Chapter 1: Introduction to Timeseries#
by Julien Emile-Geay, University of Southern California
Background#
Recall that a timeseries \(X(t)\) is an ordered data sequence, either continuous or discrete. On a computer, everything is discretized, so regardless of the original process, what we have is a discrete sequence \(X_1, \cdots, X_n\), with each \(X_i\) corresponding to times \(t_i\) in \(t_1, \cdots, t_n\).

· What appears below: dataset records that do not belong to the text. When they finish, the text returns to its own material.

Issue #341, opened 2025-10-30
Ability to save out the model builder state in webview to a .py script - for teaching purposes


acaruana2009:
It would be useful if there was an option to save out the state of the model builder to a .py script (similar to how this can be done in the NIST reflectivity calculators). 

This could be kept to quite a limited scope, and we could decide some specific ways we would convert from for example a defined slab in the model builder to what it would look like in code - possibly could add some generic annotations as well if it makes sense.

The main aim of this would purely be for teaching purposes and lower the barrier to entry for scripting.

PR #346, opened 2025-11-13
Add utility for converting simple models to python scripts

bmaranville:
This PR adds a capability of converting simple models to annotated python scripts.  

Supports all models that can be built with the current SimpleModelBuilder.

Attempts to use load4 if a Probe was loaded from a data file.

The GUI interface is not tested.

Addresses #341

### DIFF
--- a/refl1d/webview/client/src/components/SimpleBuilder.vue
+++ b/refl1d/webview/client/src/components/SimpleBuilder.vue
@@ -1,6 +1,7 @@
 <script setup lang="ts">
 import { computed, onMounted, ref, shallowRef } from "vue";
 import type { ComputedRef } from "vue";
+import { fileBrowser } from "bumps-webview-client/src/app_state";
 import type { AsyncSocket } from "bumps-webview-client/src/asyncSocket";
 import { v4 as uuidv4 } from "uuid";
 import { dqIsFWHM } from "../app_state";
@@ -262,6 +263,24 @@ function setQProbe() {
   sendModel();
 }
 
+async function exportModelScript() {
+  if (fileBrowser.value) {
+    const settings = {
+      title: "Export Model Script to File",
+      callback: (pathlist: string[], filename: string) => {
+        props.socket.asyncEmit("export_model_script", pathlist, filename);
+      },
+      show_name_input: true,
+      name_input_label: "Filename",
+      require_name: true,
+      show_files: false,
+      chosenfile_in: "model.py",
+      search_patterns: [".py"],
+    };
+    fileBrowser.value.open(settings);
+  }
+}
+
 onMounted(() => {
   fetchModel();
 });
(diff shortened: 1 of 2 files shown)


pkienzle:
Can we delegate scriptify to the underlying data structures rather than maintaining a parallel code base that must be kept in sync with any changes to experiment, probe and sample?

For now they only need to support the features required for the GUI builder, not the full set of controls available to the scripted model interface.

bmaranville:
No, it's not really possible to make a meaningfully commented and structured script "inside-out", by asking the model to render itself as a script: that would end up looking like a nested class instantiation (it would look a lot like the JSON serialization), which would be much less useful as a starting point for a script.

bmaranville:
I have tested that this works, and minimally meets the requirement of being able to export a problem script for users to work with.

Currently if you load data into a model from the GUI, it will add `probe = load4(<full absolute path to file>)` for the file that was loaded, which is probably not what you want for portable models.  Not sure what the best solution is.

It references parameters by where they are in the model, which is not ideal, but it _does_ also include an inline comment with the parameter's full name, which can be helpful I hope!  Here is an example output:

```python
from refl1d.names import *

################
# Experiment_1 #
################


probe_1 = load4("/home/bbm/dev/refl1d-modelbuilder/NbAl/BK_NbAl_150mT-dream/BK_NbAl_150mT-refl.datA")

slabs_1 = [
    Slab(name="Si", thickness=0.0, interface=1.0, material=SLD(name="Si", rho=2.07, irho=0.0), magnetism=None),
    Slab(name="sld", thickness=250.0, interface=1.0, material=SLD(name="sld", rho=2.5, irho=0.0), magnetism=None),
    Slab(name="Vacuum", thickness=0.0, interface=0.0, material=SLD(name="Vacuum", rho=0.0, irho=0.0), magnetism=None),
]

sample_1 = Stack(slabs_1)

#####################
# Sample Parameters #
#####################

# slabs_1[0].thickness.range(-0.1, 0.1) # Si thickness
# slabs_1[1].thickness.range(125.0, 375.0) # sld thickness
# slabs_1[2].thickness.range(-0.1, 0.1) # Vacuum thickness

# slabs_1[0].interface.range(0.5, 1.5) # Si interface
# slabs_1[1].interface.range(0.5, 1.5) # sld interface
# slabs_1[2].interface.range(-0.1, 0.1) # Vacuum interface

# slabs_1[0].material.rho.range(1.035, 3.1049999999999995) # Si rho
# slabs_1[1].material.rho.range(1.25, 3.75) # sld rho
# slabs_1[2].material.rho.range(-0.1, 0.1) # Vacuum rho

# slabs_1[0].material.irho.range(-0.1, 0.1) # Si irho
# slabs_1[1].material.irho.range(-0.1, 0.1) # sld irho
# slabs_1[2].material.irho.range(-0.1, 0.1) # Vacuum irho



# === Experiment Arguments ===
# a model (Experiment) object is initialized with these arguments:
# with the following arguments:
#  - sample (required) is a Stack object that contains the layers of the sample
#  - probe  (required) is a Probe object that contains the probe information
#  - dz is the step size in Angstroms to be used for rendering the profile
#  - step_interfaces is a boolean that determines whether to use the
#    Nevot-Croce approximation for roughness (True) or to use the
#    microslabbed interfaces (False)
#  - dA is an aggregation constant for combining smooth regions of the profile
#    prior to calculating R (greatly speeds up fits)

experiment_1 = Experiment(sample=sample_1, probe=probe_1, dz=1.0, step_interfaces=False, dA=1.0)

##############
# FitProblem #
##############

problem = FitProblem([experiment_1])
```

bmaranville:
We should probably handle the case where a parameter doesn't have user-defined bounds, and use the limits instead or something like that.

In timeseries analysis, it is common to consider \(X(t)\) as the sum of one or more oscillatory, stationary components (or ``signals’’); a trend \(q(t)\), and noise \(\varepsilon_t\). The oscillatory components are often the reason we’re doing the analysis in the first place – it will tell us how big they are and what their frequency is.
Whether or not those oscillatory components are present, a trend is often present as well. In today’s world the word “trend” is so overused that it has lost all meaning. Here, it will refer to a slowly-evolving, non-stationary component that dominates the behavior of the timeseries. For instance: a linear increase or decrease; a sinusoidal component so slow that its period is not resolved by the dataset; a nonlinear trend like the exponential increase of the Keeling curve (see below).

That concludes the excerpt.